Ten wariat, to mój tata
Kamień węgielny pod budowę wmurowano w 2002 r., ale już wcześniej plotkowano o tym przedsięwzięciu. Jakieś 15 lat temu dziennikarz Radia Białystok na prima aprilis zrobił audycję o odbudowie zamku w Tykocinie. Powiedział, że słychać już warkot koparek i widać krzątające się ekipy robotników. Ludzie uwierzyli w ten żart. Dzwonili do radia, mówili, że to świetnie. Wtedy jeszcze Nazarko nie myślał o zbudowaniu zamku, choć czuł się związany z Tykocinem.

Jego syn na początku gimnazjum pojechał z klasą do tego miasteczka. Podczas wycieczki przewodniczka powiedziała: "Wiecie, jakiś wariat chce odbudować zamek". Wtedy Łukasz krzyknął: "To mój tata!". Decyzja o odbudowie zapadła bez większych rozterek. - Dzieci były mniejsze, ja i żona młodsi. Optymistyczniej wyglądało to od strony finansowej, bo mieliśmy trochę oszczędności - tłumaczy Nazarko.

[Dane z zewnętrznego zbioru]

PR #4824, opened 2025-12-25
Focus obscured and semi-transparent/blurred overlays - reword, and DO make it fail at AAA

### LINKED ISSUE #3203: Create a failure technique for Non-text contrast based on a lightbox effect

patrickhlauke:
Initially, this PR intends to reword the explanation of what "light boxes" are, which is currently quite confused/confusing (or rather, it talks about light boxes while actually referring to the semi-transparent overlay that usually accompanies them) - as the conversations in https://github.com/w3c/wcag/pull/4673 started to veer off at a tangent because of it (as it seems some folks thought "light box" equated to glass/blur type effects). This PR rewrites the section to hopefully be clearer and more direct.

However, from the discussion, it seems clear that some folks would argue that focused components that are covered somehow, even by a semi-transparent only overlay, do normatively fail the requirements of componanent having "no part [...] hidden". While for AA it's probably ok to be lenient and handwave that components aren't *entirely* hidden when behind such overlays, it gets more difficult to justify for the stricter AAA "no part" requirement.

Closes https://github.com/w3c/wcag/issues/3203

/cc @scottohara

Previews:

* https://deploy-preview-4824--wcag2.netlify.app/understanding/focus-not-obscured-minimum
* https://deploy-preview-4824--wcag2.netlify.app/understanding/focus-not-obscured-enhanced


patrickhlauke:
Note that this proposed change in the AAA understanding DOES effectively change the normative interpretation for this SC, so will need careful consideration.

To take it to the extreme though, I can't imagine justifying a component that is completely covered with a 99.99% opaque overlay, or a super-strongly-blurring overlay, having "no part [...] hidden", when they can barely be seen/discerned.

mgifford:
Nice edits.

understanding/22/focus-not-obscured-enhanced.html
```diff
@@ -22,7 +22,7 @@ <h2>Intent of Focus Not Obscured (Enhanced)</h2>
...
-  <p>Another form of obscuring can occur where light boxes or other semi-opaque effects overlap the item with focus. This form of obscuring is <em>not</em> in scope for this success criterion. While less than 100 percent opacity is not causing the component to be <q>visually hidden</q>, such semi-opaque overlaps may cause a failure of <a href="non-text-contrast">1.4.11 Non-text Contrast</a> and/or <a href="focus-appearance">2.4.13 Focus Appearance</a>. When a focus indicator can be covered by a semi-opaque component, the focus indicator should be assessed against 1.4.11 Non-text Contrast and 2.4.13 Focus Appearance. The intention in both situations is that the component receiving focus should never be obscured to the point a user cannot tell which item has focus.</p>
+  <p>Another form of obscuring can occur where semi-transparent overlays, or overlays that apply a blur or other dimming effect, overlap the item with focus. This form of obscuring <em>is</em> in scope for this success criterion, as it will make it more difficult for users to see/understand which component on the page currently has focus.</p>
```
adampage:
```suggestion
  <p>Another form of obscuring can occur when semi-transparent overlays, or overlays that apply a blur or other dimming effect, overlap the focused item. This form of obscuring <em>is</em> in scope for this success criterion, as it will make it more difficult for users to identify which component on the page currently has focus.</p>
```

Super editorial.

understanding/22/focus-not-obscured-minimum.html
```diff
@@ -29,7 +29,7 @@ <h2>Intent of Focus Not Obscured (Minimum)</h2>
...
+      <p>Another form of obscuring can occur where semi-transparent overlays, or overlays that apply a blur or other dimming effect, overlap the item with focus. While the focused component may not be <q>entirely obscured</q> by these overlays, passing this criterion, they may fail <a href="../understanding/non-text-contrast.html">1.4.11 Non-text Contrast</a>. When a focus indicator can be covered by these overlays, the focus indicator must be evaluated against the contrast requirements of 1.4.11 when affected by the overlays. The intention in both situations is that the component receiving focus should never be obscured to the point a user cannot tell which item has focus.</p>
```
adampage:
```suggestion
      <p>Another form of obscuring can occur when semi-transparent overlays, or overlays that apply a blur or other dimming effect, overlap the focused item. While the focused item may not be <q>entirely obscured</q> by these overlays, thereby passing this criterion, it may separately fail <a href="../understanding/non-text-contrast.html">1.4.11 Non-text Contrast</a>. In such cases, the focus indicator must be evaluated against the contrast requirements of 1.4.11 while its appearance is affected by the overlays. The intention is for an item’s focused state to be clearly identifiable at all times.</p>
```

This suggestion started confidently and then fell down a slippery slope. 🥴  Please disregard if you don’t agree that it’s easier to read and still accurate.

adampage (approved):
LGTM, just left 2 soft suggestions.

bruce-usab (approved):

giacomo-petri:
As noted today, since we are referencing related success criteria it may also be worth mentioning 2.4.3 focus order in cases of semi-transparent overlays, as it is somewhat related. This could either be addressed together in this PR or handled separately in a different one.

I'll try to draft a proposal by early next week

awkawk:
For purposes of considering this in the context of what we actually see on the web, there is no reason to think that a designer will expect anyone to interact with content that is covered with a layer with only 10-20% of the original visibility. So, I think that this issue will be covered by 1.4.11 or even 2.1.1 in most cases, and when these exist it is because the content is created incorrectly. I do agree that if the opacity is 0% then the focus would be obscured, but don't see much value in piling on another SC when 2.1.1 (and 1.4.3) applies.

I don't think that we intended "no part" to include a luminosity layer as "part" of the component. Note 1 alludes to this by referring to the positioning of the component:

> Where content in a configurable interface can be repositioned by the user, then only the initial positions of user-movable content are considered for testing and conformance of this success criterion.

Are there any scenarios covered by this reinterpretation where there isn't a failure against another SC? I can't think of any and for these reasons, -1.

patrickhlauke:
i don't believe "a problem would already be covered by another SC anyway" is a solid reason not to specify that something fails the normative wording of an SC

hidde:
Great stuff! I feel this rewrite and moving away from “light box” is a great catch and quite an improvement, and moves it from something many web developers today would not understand (if born/started working after “light box” was a thing) to something that would be universally understood. And likely remains so in the future.

+1!

understanding/22/focus-not-obscured-enhanced.html
```diff
@@ -22,7 +22,7 @@ <h2>Intent of Focus Not Obscured (Enhanced)</h2>
...
-  <p>Another form of obscuring can occur where light boxes or other semi-opaque effects overlap the item with focus. This form of obscuring is <em>not</em> in scope for this success criterion. While less than 100 percent opacity is not causing the component to be <q>visually hidden</q>, such semi-opaque overlaps may cause a failure of <a href="non-text-contrast">1.4.11 Non-text Contrast</a> and/or <a href="focus-appearance">2.4.13 Focus Appearance</a>. When a focus indicator can be covered by a semi-opaque component, the focus indicator should be assessed against 1.4.11 Non-text Contrast and 2.4.13 Focus Appearance. The intention in both situations is that the component receiving focus should never be obscured to the point a user cannot tell which item has focus.</p>
+  <p>Another form of obscuring can occur when semi-transparent overlays, or overlays that apply a blur or other dimming effect, overlap the focused item. This form of obscuring <em>is</em> in scope for this success criterion, as it will make it more difficult for users to identify which component on the page currently has focus.</p>
```
gundulaniemann: The new wording not only says the contrary of what was said in the old wording, but it also does not make clear when an overlay causes a fail and when it might still be a success.
As for focus not obscured (minimum) it should be stated "In such cases, the focus indicator must be evaluated against the contrast requirements of 1.4.11 while its appearance is affected by the overlays. The intention is for an item’s focused state to be clearly identifiable at all times."

In both requirement it should be made clear how the contrast should be handled. Therefore I suggest to keep the mentioning of  2.4.13 Focus Appearance in focus not obscured (enhanced).

The starting point of the change was, if I got this correctyl, that the focus indicator might be dimmed in some places which makes it harder to identify it. But a dimming could also be a technique to get the desired coloring, still maintaining the needed contrast and consistent identification throughout the page (or set of pages). This should still be allowed.

patrickhlauke: Discussed during the TF call on Friday (12 June). In the context of the very binary/cut-and-dry "any type of obscuring/covering/blurring will fail the AAA requirement, as it doesn't have any nuance (compared to the AA version)" I feel that it's appropriate to essentially be hardline about the fact that any obscuring/blurring is a failure, even if in practice it may still be "fine" for users (same way that covering just 1 pixel of the focused element in theory would fail this criterion, while in practice it's unlikely to cause actual problems to users).

As for re-introducing/keeping the mention of 1.4.11 and 2.4.13, sure, let me see if i can graft them back in.

PR #4829, opened 2025-12-27
Add new failure technique for non-semantic ruby annotation

adampage:
Resolves #4746.

Preview links:

- [Failure of Success Criterion 1.3.1 and 1.3.2 due to visible ruby annotations that are not programmatically determinable and disrupt the reading sequence](https://deploy-preview-4829--wcag2.netlify.app/techniques/failures/f114)
  - [Failure example of misuse of `<abbr title>` to convey ruby annotations](https://deploy-preview-4829--wcag2.netlify.app/working-examples/ruby-annotation/misuse-abbr-title/)
  - [Failure example of misuse of `<sup>` to convey ruby annotations](https://deploy-preview-4829--wcag2.netlify.app/working-examples/ruby-annotation/misuse-sup/)
  - [Failure example of misuse of `<span>` to convey ruby annotations](https://deploy-preview-4829--wcag2.netlify.app/working-examples/ruby-annotation/misuse-span/)

PR #4831, opened 2025-12-27
Normalize `h1` text to permit leading, trailing, and wrapping whitespace

adampage:
While developing #4829, I discovered that [my `h1` text for the new page](https://github.com/w3c/wcag/blob/f71bb0c0860b612f25a7d71234f9112771166cf5/techniques/failures/F999.html#L11) wasn’t successfully retrieved by the build system because I’d hard-wrapped the lines like so:

```html
<h1>
  Failure of Success Criterion 1.3.1 due to visible ruby annotations that
  are not programmatically determinable
</h1>
```

@kfranqueiro, would it be alright to tweak the build system to permit wrapped heading text like this?

### DIFF
--- a/11ty/techniques.ts
+++ b/11ty/techniques.ts
@@ -366,7 +366,12 @@ export async function getTechniquesByTechnology(guidelines: FlatGuidelinesMap) {
     // Isolate h1 from each file before feeding into Cheerio to save ~300ms total
     const h1Match = content.match(/<h1[^>]*>([\s\S]+?)<\/h1>/);
     if (!h1Match || !h1Match[1]) throw new Error(`No h1 found in techniques/${path}`);
-    const $h1 = load(h1Match[1], null, false);
+
+    const normalizedH1 = h1Match[1]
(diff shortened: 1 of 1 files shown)


kfranqueiro:
The build system already supports wrapping whitespace in the level-1 heading of techniques. However, as you point out, it is not handling leading/trailing whitespace correctly.

If you look [a few lines later than where you adjusted](https://github.com/w3c/wcag/blob/5287d753/11ty/techniques.ts#L402), `title` and `titleHtml` both contain the full title; only `truncatedTitle` gets the middle truncated, which is typically used for link text. Believe it or not, this was based on existing (probably accidental) behavior from the older XSLT build system, with the added adjustment of inserting an ellipsis where content was removed from the middle.

This PR, as written, ends up undoing the functionality that I pointed out lower in the file. I have created #4846 to fix this without regressions.

adampage:
Got it — thanks for the explanation and follow-up PR, @kfranqueiro. 🙏🏻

Jednak przez następne 10 lat wiele razy pluł sobie w brodę.

- Chwilami żałowałem tego, w co się wpakowałem. Nie było jednak mowy o tym, by tego nie dokończyć. Braliśmy kredyty i sprzedawaliśmy po kolei: nieruchomość w Krynicy, łódź, zabytkowy samochód... - wyjaśnia.

Nie było tak hop-siup!
Przed rozpoczęciem prac szacował, że potrzebuje milionów, których nie miał. Ile poszło? Nie chce zdradzić. Przyznaje jednak, że warownię uważa za dorobek swojego 60-letniego życia.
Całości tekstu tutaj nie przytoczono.